[PATCH] mm: rearrange exit_mmap() to unlock before arch_exit

public inbox for linux-kernel@vger.kernel.org
 help / color / mirror / Atom feed

* [PATCH] mm: rearrange exit_mmap() to unlock before arch_exit_mmap
@ 2009-02-09 17:29 Lee Schermerhorn
  2009-02-10 21:31 ` Andrew Morton
  0 siblings, 1 reply; 3+ messages in thread
From: Lee Schermerhorn @ 2009-02-09 17:29 UTC (permalink / raw)
  To: linux-kernel, stable, Andrew Morton
  Cc: Jeremy Fitzhardinge, Keir Fraser, Christophe Saout,
	Alex Williamson, Nick Piggin

From: Jeremy Fitzhardinge <jeremy@goop.org>

Subject: mm: rearrange exit_mmap() to unlock before arch_exit_mmap

Applicable to 29-rc4 and 28-stable

Christophe Saout reported [in precursor to:
http://marc.info/?l=linux-kernel&m=123209902707347&w=4]:

> Note that I also some a different issue with CONFIG_UNEVICTABLE_LRU.
> Seems like Xen tears down current->mm early on process termination, so
> that __get_user_pages in exit_mmap causes nasty messages when the
> process had any mlocked pages.  (in fact, it somehow manages to get into
> the swapping code and produces a null pointer dereference trying to get
> a swap token)

Jeremy explained:

Yes.  In the normal case under Xen, an in-use pagetable is "pinned", 
meaning that it is RO to the kernel, and all updates must go via 
hypercall (or writes are trapped and emulated, which is much the same 
thing).  An unpinned pagetable is not currently in use by any process, 
and can be directly accessed as normal RW pages.

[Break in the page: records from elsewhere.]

PR #169, opened 2017-05-14
stop JDK9 build temporally to stabilize build result

KengoTODA:
Currently JDK9 build in `master` branch (and others) are broken, because we cannot download JDK from oracle.com. It says that it's under maintenance.

I'm not sure when the maintenance for oracle.com will be finished, so I'll propose this as workaround.


KengoTODA:
The oracle.com is still under maintenance, let's merge this asap.

PR #180, opened 2017-05-25
No more JSR305, use SpotBugs internal annotation instead

### LINKED ISSUE #130: Annotations should not be deprecated.
The [findbugs annotations](https://github.com/spotbugs/spotbugs/tree/master/findbugs/src/java/edu/umd/cs/findbugs/annotations) e.g. [`CheckForNull`](https://github.com/spotbugs/spotbugs/blob/master/findbugs/src/java/edu/umd/cs/findbugs/annotations/CheckForNull.java) [`NonNull`](https://github.com/findbugsproject/findbugs/blob/master/findbugs/src/java/edu/umd/cs/findbugs/annotations/NonNull.java) etc. should not be marked as deprecated and users should not be directed to use the [JSR-305](https://jcp.org/en/jsr/detail?id=305) equivalents.

JSR-305 is dormant, has been for a long while and shows no hope of ever producing an agreed set of annotations in our lifetime. Further more these annotations use `javax.` packages which it is not possible to use according to the [Oracle Java binary licence](http://www.oracle.com/technetwork/java/javase/terms/license/index.html), so applications can not use and ship these dependencies along with a JRE without violating the Oracle licence agreement.

> F. JAVA TECHNOLOGY RESTRICTIONS. You may not create, modify, or change the behavior of, or authorize your licensees to create, modify, or change the behavior of, classes, interfaces, or subpackages that are in any way identified as "java", "javax", "sun", “oracle” or similar convention as specified by Oracle in any naming convention designation.

The JSR-305 group has not defined any official releases according to its [jsr page](https://jcp.org/en/jsr/detail?id=305) so the only implementations is a seemingly random implementation provided by the FindBugs team. Even if the team where experts on the JSR (which some where) they are not official as there has been no vote and are not available from the JSR hompage - so the  `javax` package name restriction still applies.

So please remove the `@Deprecated` annotation from the spotbugs specific annotations or update the links to point to the new preferred non-jsr305 implementation to use instead.

KengoTODA:
This PR will close #130 and cancel deprecation on SpotBugs annotations.
Let's have discussion about we should cancel this deprecation or not.

I think we don't need to recommend jsr305 in current situation, but this change will affect public interface so I'm marking this PR for SpotBugs 4.0.0 release. Please do not merge this PR for now.

### DIFF
--- a/spotbugs-annotations/build.gradle
+++ b/spotbugs-annotations/build.gradle
@@ -7,7 +7,7 @@ apply from: "$rootDir/gradle/javadoc.gradle"
 apply from: "$rootDir/gradle/maven.gradle"
 
 dependencies {
-  compile 'com.google.code.findbugs:jsr305:3.0.1'
+  compile 'com.google.code.findbugs:jsr305:3.0.2'
 }
 
 def manifestSpec = manifest {
--- a/spotbugs-annotations/src/main/java/edu/umd/cs/findbugs/annotations/CheckForNull.java
+++ b/spotbugs-annotations/src/main/java/edu/umd/cs/findbugs/annotations/CheckForNull.java
@@ -33,15 +33,12 @@ import javax.annotation.meta.When;
  *
  * When this annotation is applied to a method it applies to the method return
  * value.
- *
- * @deprecated - use {@link javax.annotation.CheckForNull} instead.
  **/
 @Documented
 @Target({ ElementType.FIELD, ElementType.METHOD, ElementType.PARAMETER, ElementType.LOCAL_VARIABLE })
 @Retention(RetentionPolicy.CLASS)
 @javax.annotation.Nonnull(when = When.MAYBE)
 @TypeQualifierNickname
-@Deprecated
 public @interface CheckForNull {
 
 }
--- a/spotbugs-annotations/src/main/java/edu/umd/cs/findbugs/annotations/NonNull.java
+++ b/spotbugs-annotations/src/main/java/edu/umd/cs/findbugs/annotations/NonNull.java
@@ -32,15 +32,12 @@ import javax.annotation.meta.When;
  *
  * Annotated Fields must only not be null after construction has completed.
  * Annotated methods must have non-null return values.
- *
- * @deprecated - use {@link javax.annotation.Nonnull} instead.
  **/
 @Documented
 @Target({ ElementType.FIELD, ElementType.METHOD, ElementType.PARAMETER, ElementType.LOCAL_VARIABLE })
 @Retention(RetentionPolicy.CLASS)
 @javax.annotation.Nonnull(when = When.ALWAYS)
 @TypeQualifierNickname
-@Deprecated
 public @interface NonNull {
 
 }
--- a/spotbugs-annotations/src/main/java/edu/umd/cs/findbugs/annotations/Nullable.java
+++ b/spotbugs-annotations/src/main/java/edu/umd/cs/findbugs/annotations/Nullable.java
@@ -36,15 +36,12 @@ import javax.annotation.meta.When;
  *
  * When this annotation is applied to a method it applies to the method return
  * value.
- *
- * @deprecated - use {@link javax.annotation.Nullable} instead.
  **/
 @Documented
 @Target({ ElementType.FIELD, ElementType.METHOD, ElementType.PARAMETER, ElementType.LOCAL_VARIABLE })
 @Retention(RetentionPolicy.CLASS)
 @javax.annotation.Nonnull(when = When.UNKNOWN)
 @TypeQualifierNickname
-@Deprecated
 public @interface Nullable {
 
 }
--- a/CHANGELOG.md
+++ b/CHANGELOG.md
@@ -6,6 +6,10 @@ Currently the versioning policy of this project follows [Semantic Versioning v2.
 
 ## Unreleased
 
+### Changed
+
+* SpotBugs annotation is recommended instead of JSR305 annotation ([#130](https://github.com/spotbugs/spotbugs/pull/130))
+
 ### Fixed
 
 * Wrong Class-Path in MANIFEST.MF ([#407](https://github.com/spotbugs/spotbugs/pull/407))
--- a/spotbugs-annotations/build-template.properties
+++ b/spotbugs-annotations/build-template.properties
@@ -1,6 +1,0 @@
-src.excludes=META-INF/MANIFEST-TEMPLATE.MF
-bin.includes=META-INF/
-jars.compile.order=spotbugs-annotations.jar
-src.includes=META-INF/
-output.spotbugs-annotations.jar=bin_eclipse/
-bin.excludes=META-INF/MANIFEST-TEMPLATE.MF
--- a/spotbugs-annotations/build-template.properties
+++ b/spotbugs-annotations/build-template.properties
@@ -1,0 +1,6 @@
+src.excludes=META-INF/MANIFEST-TEMPLATE.MF
+bin.includes=META-INF/
+jars.compile.order=spotbugs-annotations.jar
+src.includes=META-INF/
+output.spotbugs-annotations.jar=bin_eclipse/
+bin.excludes=META-INF/MANIFEST-TEMPLATE.MF
--- a/spotbugs-annotations/src/main/java/edu/umd/cs/findbugs/annotations/CheckReturnValue.java
+++ b/spotbugs-annotations/src/main/java/edu/umd/cs/findbugs/annotations/CheckReturnValue.java
@@ -29,13 +29,10 @@ import java.lang.annotation.Target;
  * be checked when invoking the method.
  *
  * The checker treats this annotation as inherited by overriding methods.
- *
- * @deprecated - use {@link javax.annotation.CheckReturnValue} instead.
  */
 @Documented
 @Target({ ElementType.METHOD, ElementType.CONSTRUCTOR })
 @Retention(RetentionPolicy.CLASS)
-@Deprecated
 public @interface CheckReturnValue {
 
     @Deprecated
--- a/spotbugs-annotations/src/main/java/edu/umd/cs/findbugs/annotations/Confidence.java
+++ b/spotbugs-annotations/src/main/java/edu/umd/cs/findbugs/annotations/Confidence.java
@@ -19,8 +19,6 @@
 
 package edu.umd.cs.findbugs.annotations;
 
-import javax.annotation.Nonnull;
-
 /**
  * Describes the confidence with which FindBugs reports a bug instance.
  */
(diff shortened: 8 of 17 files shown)


jsotuyod:
I'm ok with ceasing to publish jsr305, and removing those from our codebase.

As for reintroducing the old annotations, I'm ok with it, but why not simply telling users to adopt the annotations from JSR-308 (checker framework), which **are** an approved and published JSR that includes both `@Nullable` and `@NonNull` annotations? Using SpotBugs is still easier than using the checker framework for compile-time validations.

iloveeclipse:
JSR 305 is dead, yes, what about adopting JDT null annotations (available on maven too)? 
- https://wiki.eclipse.org/JDT_Core/Null_Analysis
- https://search.maven.org/#artifactdetails%7Corg.eclipse.jdt%7Corg.eclipse.jdt.annotation%7C2.1.0%7Cjar

stephenc:
> why not simply telling users to adopt the annotations from JSR-308 (checker framework), which are an approved and published JSR that includes both @Nullable and @NonNull annotations?

One thing is that the checker framework actually includes 10 different `@NonNull` annotations (https://checkerframework.org/api/) so that is not going to help user confusion.

Another thing is that presumably spotbugs will want to pick up some enhanced checks that leverage JSR-308 in which case - presumably - spotbugs would catch any of the bugs in checker and more besides.

The final thing is that, at least for these type of annotations, the fewer dependencies in the annotation JAR the better. Zero dependencies is ideal, so pushing people to checker for the Nullable / NonNull / CheckForNull annotations but keeping them with spotbugs for the OverrideMustInvoke, etc is not a good plan IMHO

spotbugs-annotations/src/main/java/edu/umd/cs/findbugs/annotations/CheckForNull.java
```diff
@@ -33,15 +33,12 @@
  *
  * When this annotation is applied to a method it applies to the method return
  * value.
- *
- * @deprecated - use {@link javax.annotation.CheckForNull} instead.
  **/
 @Documented
 @Target({ ElementType.FIELD, ElementType.METHOD, ElementType.PARAMETER, ElementType.LOCAL_VARIABLE })
 @Retention(RetentionPolicy.CLASS)
 @javax.annotation.Nonnull(when = When.MAYBE)
```
stephenc: I think these should probably be removed if removing "JSR-305" stuff

spotbugs-annotations/src/main/java/edu/umd/cs/findbugs/annotations/NonNull.java
```diff
@@ -32,15 +32,12 @@
  *
  * Annotated Fields must only not be null after construction has completed.
  * Annotated methods must have non-null return values.
- *
- * @deprecated - use {@link javax.annotation.Nonnull} instead.
  **/
 @Documented
 @Target({ ElementType.FIELD, ElementType.METHOD, ElementType.PARAMETER, ElementType.LOCAL_VARIABLE })
 @Retention(RetentionPolicy.CLASS)
 @javax.annotation.Nonnull(when = When.ALWAYS)
```
stephenc: more "JSR-305" stuff that should probably be removed

spotbugs-annotations/src/main/java/edu/umd/cs/findbugs/annotations/Nullable.java
```diff
@@ -36,15 +36,12 @@
  *
  * When this annotation is applied to a method it applies to the method return
  * value.
- *
- * @deprecated - use {@link javax.annotation.Nullable} instead.
  **/
 @Documented
 @Target({ ElementType.FIELD, ElementType.METHOD, ElementType.PARAMETER, ElementType.LOCAL_VARIABLE })
 @Retention(RetentionPolicy.CLASS)
 @javax.annotation.Nonnull(when = When.UNKNOWN)
```
stephenc: more "JSR-305" stuff that should probably be removed

KengoTODA:
@iloveeclipse Does JDT annotations provide build tool integration or static analysis integration? 
If not, I think [Checkerframework Qualifier](https://mvnrepository.com/artifact/org.checkerframework/checker-qual) is better to choose.

iloveeclipse:
> Does JDT annotations provide build tool integration or static analysis integration?

What do you mean by that? It is just plain java annotations in a library. One can use it as one likes, but they do not do anything except being annotations.

> If not, I think Checkerframework Qualifier is better to choose.

Sorry, I've found no obvious links on their homepage (https://checkerframework.org/) pointing to the *annotations library* they use. Can you please provide a direct link?

spotbugs-annotations/src/main/java/edu/umd/cs/findbugs/annotations/CheckForNull.java
KengoTODA: It seems really hard to delete dependency on jsr-305, or we cannot support feature depending on `@TypeQualifierDefault` such as `ReturnValuesAreNonnullByDefault`.

spotbugs-annotations/build.gradle
```diff
@@ -7,7 +7,7 @@ apply from: "$rootDir/gradle/javadoc.gradle"
 apply from: "$rootDir/gradle/maven.gradle"
 
 dependencies {
-  compile 'com.google.code.findbugs:jsr305:3.0.1'
+  compile 'com.google.code.findbugs:jsr305:3.0.2'
```
KengoTODA: refer https://mailman.cs.umd.edu/pipermail/findbugs-discuss/2017-March/004354.html

stephenc: Any jar that has classes in `java` or `javax` packages violates the Oracle JVM redistribution license. By adding back such a dependency you restore this limitation

spotbugs-annotations/src/main/java/edu/umd/cs/findbugs/annotations/CheckForNull.java
stephenc: If you need defaults, you need your own defaults annotation. There is no JSR 305 and this there are no annotations from it *until* the JSR page publishes at least a draft javadocs.

spotbugs-annotations/build.gradle
KengoTODA: OK then delete `ReturnValuesAreNonnullByDefault` and ask users to migirate to `DefaultAnnotation` or others :+1:

KengoTODA: Not only `ReturnValuesAreNonnullByDefault` but also `CheckForNull` needs migration, because current spotbugs-annotation does not support `When`. and `TypeQualifierNickname`.

If the distribution is the problem, we can change this dependency to `compileOnly`, then our distribution package will not include `jsr-305-3.0.1.jar`.

KengoTODA: Oops, `TypeQualifierAnnotation` depends on `When` in jsr-305...

KengoTODA:
@iloveeclipse

> Sorry, I've found no obvious links on their homepage (https://checkerframework.org/) pointing to the annotations library they use. Can you please provide a direct link?

https://mvnrepository.com/artifact/org.checkerframework/checker-qual

Especially for nullness handling: https://checkerframework.org/api/org/checkerframework/checker/nullness/qual/package-summary.html

spotbugs-annotations/build.gradle
KengoTODA: Note: here is license http://www.oracle.com/technetwork/java/javase/terms/license/index.html

> F. JAVA TECHNOLOGY RESTRICTIONS. You may not create, modify, or change the behavior of, or authorize your licensees to create, modify, or change the behavior of, classes, interfaces, or subpackages that are in any way identified as "java", "javax", "sun", “oracle” or similar convention as specified by Oracle in any naming convention designation.

IANAL but who violate this is not us but jsr305.jar, is it also bad to depend on it? What do you mean by "you restore this limitation"?

stephenc: When a class is loaded, if the annotation is not present... no foul...

Now what happens if there is a reboot JSR that superseded JSR 305, and it adds `javax.annotation.Nonnull`, but decided to use `value` for the when clause so that it is `@Nonnull(___)` rather than forcing everyone to type in `@Nonnull(when=___)`... save 5 characters many times... that's a win...

In that case when a class is loaded... and that includes an annotation... you will have the *entire* class fail to load as the annotation is present but the signature is invalid.

You have to be exceedingly careful in how you evolve the fields in an annotation.

Oracle are aware of this issue, which is why they have that restriction, because if they do not keep the guard of the "must be published as part of a JSR process" then it would be *their* fault for releasing a JSR-xyz that had the alternative `javax.annotation.Nonnull`.

Right now, however, there is no publication from JSR-305, so it will be your fault if you have those class references in your class files.

Additionally, a really nit-picking lawyer told me that the classloading failure described above could be interpreted as "change the behavior of"... so if you are distributing an oracle JVM, then - in his overly pedantic view - you should not even have those annotations referenced in your class files... 

now that last bit is not an argument that I personally put much strength in... but I do think that at some point in time there may be a JSR-305 reboot, and we do not know what they would produce from that, hence we should not be preparing to shoot ourselves in the foot, especially given that the IDE that redistribute a JVM in their installers have gone to great lengths not to include those annotations in their classfiles... indicating to me that they share somewhat similar concerns

seamlik:
Forgive me if I'm not familiar with the history of FindBugs, but I guess JSR-305 was (or still considered is) a sub-project (or partner project) of FindBugs. I don't know why JSR-305 was abandoned in the first place, but since SpotBugs is going to supersede FindBugs, why not also adopt JSR-305 and keep it maintained?

KengoTODA:
[JSR305 is not sub-project nor partner project of FindBugs, but its spec lead is William Pugh the author of FindBugs.

spotbugs-annotations/build.gradle
KengoTODA: In my personal opinion, we can keep current dependency for 3.1.0 release, to keep SpotBugs as much as same with FindBugs. Of course, we all know this dependency is negative legacy, we should have issue for 4.0.0 to delete them.

buzz3791:
> [JSR305](https://jcp.org/en/jsr/detail?id=305) is not sub-project nor partner project of FindBugs, but its spec lead is William Pugh the author of FindBugs. I'm personally not sure the historical background about this.
> 
> This spec is already marked as [Dormant](https://jcp.org/en/introduction/glossary#status), so we have no motivation to keep it maintained.

A bit more info about JSR 305... on Jul 25 at 20:55, Mark Reinhold Chief Architect, Java Platform Group at Oracle wrote, "JSR 305, which would’ve standardized javax.annotation.NonNull, never completed because its spec lead [William Pugh] went AWOL. It had nothing to do with any decision by Oracle.", source: Mark commented on Ludwig Weinzierl's Stackoverflow answer to jaxzin's question "Which @NotNull Java annotation should I use?
", https://stackoverflow.com/a/42695253/110126.

PR #181, opened 2017-05-25
update gradle toolVersion and maven coordinates

brharrington:
Currently it is a bit of a pain to try out the spotbugs
RCs using the spotbugs gradle plugin because it pulls in
the older findbugs release.


jsotuyod:
Thanks for the PR! really cool form you.

PR #191, opened 2017-06-01
Specify project dependencies to enable ./gradlew clean test

### LINKED ISSUE #192: ./gradlew clean test does not run
There is no gradle-style dependency specified between projects.
Projects depend on each other in a quite unusual way by specifying another project's class directories
We should make dependencies explicit and gradle style

kzaikin:
fix #192


KengoTODA:
This change makes coverage check by coveralls broken, I will check.

PR #363, opened 2017-09-04
GitHub 82

ThrawnCA:
Cleaning up issues that would cause Spotbugs to fail Findbugs checks.


spotbugs/src/main/java/edu/umd/cs/findbugs/detect/AppendingToAnObjectOutputStream.java
```diff
@@ -81,16 +81,14 @@ public void sawOpcode(int seen) {
             OpcodeStack.Item item = stack.getStackItem(0);
             Object value = item.getConstant();
             sawOpenInAppendMode = value instanceof Integer && ((Integer) value).intValue() == 1;
-        } else if (!sawOpenInAppendMode) {
```
iloveeclipse: Why this?

iloveeclipse: I see it now, the if check at line 70 and return at 77.

PR #370, opened 2017-09-11
Release 3.1.0 rc6

KengoTODA:
It seems that we need more time to use BCEL 6.1, so let's release RC6 without it.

As an optimisation at process exit time, we unpin the pagetable as early 
as possible (switching the process to init_mm), so that all the normal 
pagetable teardown can happen with direct memory accesses.

This happens in exit_mmap() -> arch_exit_mmap().  The munlocking happens 
a few lines below.  The obvious thing to do would be to move 
arch_exit_mmap() to below the munlock code, but I think we'd want to 
call it even if mm->mmap is NULL, just to be on the safe side.

Thus, this patch:

exit_mmap() needs to unlock any locked vmas before calling
arch_exit_mmap, as the latter may switch the current mm to init_mm,
which would cause the former to fail.

Signed-off-by: Jeremy Fitzhardinge <jeremy.fitzhardinge@citrix.com>
Acked-by:  Lee Schermerhorn <lee.schermerhorn@hp.com>

---
 mm/mmap.c |   10 ++++++----
 1 file changed, 6 insertions(+), 4 deletions(-)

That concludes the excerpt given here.